Before there was “data science”, as most of us will recall, there was simply “data”. It was straightforward.
The blossoming discipline of data science has emerged. Here are ten phrases that surround the hot new world of data science.
1. Do we have an alpha?
Finding an “alpha” mostly refers to finding a formula for anticipating the ups and down of some stocks, bonds or currencies. An alpha is built around sets of data and selected algorithms.
The purpose of identifying this formula is to attempt to buy or sell at the most optimal time. The advantages are most often temporary, and the financial markets usually adjust to them.
Obtaining such an advantage can apply to many other fields such as spotting the best customers, the best executives to contact or the best timing to contact them (for example, following a recent promotion) for sales or other purposes.
2. Should we cluster?
When observing thousands of data points, grouping these data points by similarities in sets ranging usually from ten to fifty is called “clustering”.
Interpreting and leveraging the data can then become much easier. Algorithms are instrumental at optimizing similarities by minimizing the distances between data points.
Understanding the similarities in within 75,000 companies is a Herculean task. Using an algorithm to unveil the 10-12 most typical corporate organizations is bringing many insights.
3. How fast will the algorithm learn?
Algorithms are trained on an initial set of data. As both more data and more feedback are collected, the algorithm is recalculated periodically to provide better and better results.
Some algorithms become excellent after a few loops; still others can progress after thousands of loops as they solve more and more cases.
4. How many layers do we have?
Neural networks usually have less than ten layers. With only three layers, one can often mimic very complex sets of rules that would be impossible to otherwise formulate.
Some neural networks now have over 100 layers showing how computational these networks have become.
5. Have you found some good libraries?
Many advanced algorithms are openly available. Many sets of structured maps and dictionaries, for instance, are available. Knowing these libraries is a fantastic way to benefit from debugged, tested, verified codes and data sets.
Data science has become about assembling and gluing the right blocks. Selecting the best blocks is an art, and a key step toward success.
6. Do you speak Python?
The most common programming languages include Python, R, Lisp, Prolog and Java. Each of them has its “raison d’être”.
Yet, Python has become the most universal in recent years, and its developments and updates will most likely make it much easier over time.
7. What are the options to vectorize?
Algorithms are great at handling big vectors with 100s of figures and large matrixes. As such, the way a large practical problem is going to be morphed mathematically is through a set of “vectors”.
There are many ways to transform a picture, text, traffic or directory in a set of figures that subsequently can be handled and transformed technically.

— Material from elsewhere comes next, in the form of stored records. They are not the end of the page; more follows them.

PR #310, opened 2019-01-18
Test backend

njskalski:
I rewrote the test backend, I am starting slowly to write first tests ( https://github.com/njskalski/sly-editor/blob/master/src/file_dialog.rs ) figuring out what querying interface should look like. Any advice / constructive criticism appreciated.


src/backend/puppet/mod.rs
```diff
@@ -0,0 +1,190 @@
...
+    },
+    effects: enum_set!(),
+};
+
+pub struct Backend {
+    inner_sender: Sender<Option<Event>>,
+    inner_receiver: Receiver<Option<Event>>,
+    prev_frame: RefCell<Option<ObservedScreen>>,
+    current_frame: RefCell<ObservedScreen>,
+    size: RefCell<Vec2>,
```
gyscos: Note that `Vec2` is `Copy`, so you could even just use `Cell`.

gyscos:
I think it may help to add an example, to show how the backend would be used.
It might even be useful to write this example _before_ writing the code for the backend itself, to help drive the API.

njskalski:
I am writing first tests in sly-editor, but haven't dedicated much time to it yet.

njskalski:
I updated interface, added some basic getters. I think it will be slowly incrementally evolving. let me know what you think.

What about adding serde to allow dumps of screens to files/load tests screens from files?

njskalski:
here are some first tests:
https://github.com/njskalski/sly-editor/blob/master/src/file_dialog.rs#L719

njskalski:
@gyscos I would appreciate some feedback even at this point. I plan to leave for entire March (no programming) so maybe we could merge even a limited version of this into dev branch? I think interface still needs "regex-with-colors" search (don't have the draft yet) and things like "get active window", but there's already a lot of code and I would prefer to get it reviewed before I start writing doc/coments to it.

njskalski:
I going to add comments and squash commits, so it's not such a mess to review.

gyscos:
Thanks again for all this!
I may have some time this weekend for an initial review.

gyscos:
Note: I (finally) landed - yet another - input refactor, which should simplify a bit the `Backend` trait. In particular, there is no need for a dedicated input thread anymore, now we are just polling the backend with `Backend::poll_event(&mut self) -> Option<Event>`.

njskalski:
Thanks. I am leaving for vacation, I will not be able to respond until April.

njskalski:
Hi. I am back from vacations. How are you?

gyscos:
Thanks for the updates!

I had a brief look, and I think it would help a lot to have some minimal example usage of this backend, to showcase how to write a small test for some dummy UI - maybe even one of the existing examples like `Select`.

> dumping/loading observed screens with serde, to make "screenshots" for comparison/diffing

This does sound cool, especially to automatically generate reports if a test fails.

> it would be great to be able to display "observed screen view" and then be able to draw something over it "transparently" (without filling background). Use case is simple: I load "screenshot" and use keyboard cursors to mark interesting part, and receive a "selector" to it that I can copy-paste to test.

A kind of pixel-art paint editor! Sounds very cool, but I can see it taking quite a bite of work.

> Next step would be "record/replay/diff interaction". Then I could write super simple tests like "I expect it to behave like usually when I do following steps", which would be great for finding side effects/breaking changes on the fly.

[I did something like that once at the shell level](https://github.com/gyscos/record/) (though without the diff mode), though a Cursive-specific one may be nice to have as well. Recording and replaying events+timestamps sounds simple enough, the diff view might take a bit more work. It'd be great in that it would let non-developers "write tests" by recording valid interactions and running the non-regression checks in CI.

njskalski:
> I had a brief look, and I think it would help a lot to have some minimal example usage of this backend, to showcase how to write a small test for some dummy UI - maybe even one of the existing examples like `Select`.

I uploaded one. At some point I might be able to clear up "BasicSetup" thing into something more streamlined, but I would prefer not to focus on it. All requirements will show themselves as I work on my project. This test is basically copy-paste from it.

> A kind of pixel-art paint editor! Sounds very cool, but I can see it taking quite a bite of work.

I might write it anyway. Do you think it would be a big change/is Cursive already ready to do transparent view? If it's not super expensive, I will write it anyway. I need tests, my project falls apart before assembly without them.

> [I did something like that once at the shell level](https://github.com/gyscos/record/) (though without the diff mode), though a Cursive-specific one may be nice to have as well. Recording and replaying events+timestamps sounds simple enough, the diff view might take a bit more work. It'd be great in that it would let non-developers "write tests" by recording valid interactions and running the non-regression checks in CI.

Smart diff (find out small shifts) would be hard. Simple diff (rule of the thumb) sounds easy.

njskalski:
I think I had somewhere a view that renders a captured screen, something that allows picture-in-picture, that could work as basis for pixel editor, but if you don't mind, I'd break the process into several smaller CLs.

gyscos:
> I might write it anyway. Do you think it would be a big change/is Cursive already ready to do transparent view? If it's not super expensive, I will write it anyway. I need tests, my project falls apart before assembly without them.

It already does! By default `StackView` adds a background to its layers, but with [`StackView::add_transparent_layer()`](https://docs.rs/cursive/0.12.0/cursive/views/struct.StackView.html#method.add_transparent_layer) you can add transparent views.

> Smart diff (find out small shifts) would be hard. Simple diff (rule of the thumb) sounds easy.

Yes, I think a git-like smart diff would be out of scope for now. A very simple mode that can highlight the diff area or something would already be pretty good to automate test reports.

njskalski:
ok, but how about this PR? Give me some actionable feedback so I can iterate towards landing.

src/backend/puppet/mod.rs
```diff
@@ -0,0 +1,173 @@
+//! Puppet backend
+
+#![warn(missing_docs)]
+#![allow(warnings)]
+#![warn(unused)]
+#![allow(bad_style)]
```
gyscos: We'll probably want to remove these before landing

examples/select_test.rs
```diff
@@ -0,0 +1,179 @@
...
+            BasicSetup {
+                siv,
+                screen_sink : sink,
+                input,
+                last_screen : RefCell::new(None)
+            }
+        }
+
+        pub fn last_screen(&self) -> Option<ObservedScreen> {
+            while let Ok(screen) = self.screen_sink.recv_timeout(Duration::new(0, 0)) {
```
gyscos: `recv_timeout` with an empty timeout is equivalent to `try_recv`.

examples/select_test.rs
```diff
@@ -0,0 +1,179 @@
...
+    use cursive::backend::puppet::observed::ObservedScreen;
+    use cursive::event::Event;
+    use std::cell::RefCell;
+    use std::time::Duration;
+    use cursive::event::Key;
+    use self::cursive::backend::puppet::observed::ObservedCell;
+
+    pub struct BasicSetup {
+        siv: Cursive,
+        screen_sink: crossbeam_channel::Receiver<ObservedScreen>,
```
gyscos: Is it really a sink? It seems it's a source (or a "stream") instead.

examples/select_test.rs
```diff
@@ -0,0 +1,179 @@
...
+
+        pub fn last_screen(&self) -> Option<ObservedScreen> {
+            while let Ok(screen) = self.screen_sink.recv_timeout(Duration::new(0, 0)) {
+                self.last_screen.replace(Some(screen));
+            }
+
+            self.last_screen.borrow().clone()
+        }
+
+        pub fn draw_screen(&self, screen: &ObservedScreen) {
```
gyscos: Does it need `self`? It might as well be a free function, or even something on `ObservedScreen` itself?

examples/select_test.rs
```diff
@@ -0,0 +1,179 @@
...
+                    if cell_op.is_some() {
+                        let cell = cell_op.as_ref().unwrap();
+
+                        if cell.letter.is_continuation() {
+                            print!("c");
+                            continue;
+                        } else {
+                            let letter = cell.letter.unwrap();
+                            if letter == " " {
+                                print!(" ");
```
gyscos: Do need to handle the space case separately?

src/backend/puppet/observed.rs
```diff
@@ -0,0 +1,585 @@
...
+
+impl ObservedScreen {
+    /// Creates empty ObservedScreen
+    pub fn new(size: Vec2) -> Self {
+        let contents: Vec<Option<ObservedCell>> = vec![None; size.x * size.y];
+
+        ObservedScreen { size, contents }
+    }
+
+    fn flatten_index(&self, index: &Vec2) -> usize {
```
gyscos: `Vec2` is copy, in general it's easier to pass-by-value.

src/backend/puppet/observed.rs
```diff
@@ -0,0 +1,585 @@
...
+    }
+
+    /// Returns a rectangular subset of observed screen.
+    pub fn piece(&self, min: Vec2, max: Vec2) -> ObservedPiece {
+        ObservedPiece::new(self, min, max)
+    }
+
+
+    /// Returns occurences of given string pattern
+    pub fn find_occurences<'a>(
```
gyscos: Could this be implemented for `ObservedPieceInterface`? It seems to use `self.min()` and `self.max()`.

gyscos:
Ok, I'm starting to see how it works. We'll probably just want to polish it a bit (add the missing docs and fix small details) and we'll merge it as a starting point.

At some point I think I'll update the example to isolate the "build the UI" part and the test part, to better show how it could be use to test existing UI code.

njskalski:
Updated to newest Cursive, fixed build errors and warnings. Now it's clean.

examples/select_test.rs
njskalski: yes, I keep printed space and None when there's nothing printed.

src/backend/puppet/observed.rs
njskalski: fixed it everywhere, thanks!

src/backend/puppet/observed.rs
njskalski: you are probably right, but for some reason it does not allow me to use index operator on `ObservedPieceInterface`.

njskalski:
OK I think it's ready for a (maybe last?) review, I am happy to follow up with consecutive comments in separate PRs.

gyscos:
Thanks again for all the work!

Finding one that works is sometimes a daunting task but is the prerequisite to ultimate success.
8. Can the algorithm be interpreted?
Algorithms are sometimes so complex that they appear something like a magic black box.
We love them because they work well but also because we have not yet encountered cases in which they fail.
As a decision-maker, you may want to understand the principles on which the algorithms are working make sense and are safe. Encouragingly, this is a growing trend in data science.
9. What is the expected false positive rate?
When deciding to hire an applicant, the decision confronted is a simple yes or no.
But the challenge is to understand the “true positive” (you hire and were right to hire), the “false positive” (you hire but were wrong to hire) the “true negative” (you were right not to hire), the “false negative” (you did not hire and missed a great applicant).
Algorithms can be fine-tuned to identify and favor the most desirable compromises that confront business decisions.
10. Do we generate weird results?
If your algorithm is to optimize water, heat, light and fertilizer to grow tomatoes until they are gorgeously red, that is a great algorithm for growing red tomatoes.
But it is unlikely to be helpful if you are growing green beans to become red.
Algorithms excel at dedicated tasks. But human judgment ultimately is irreplaceable.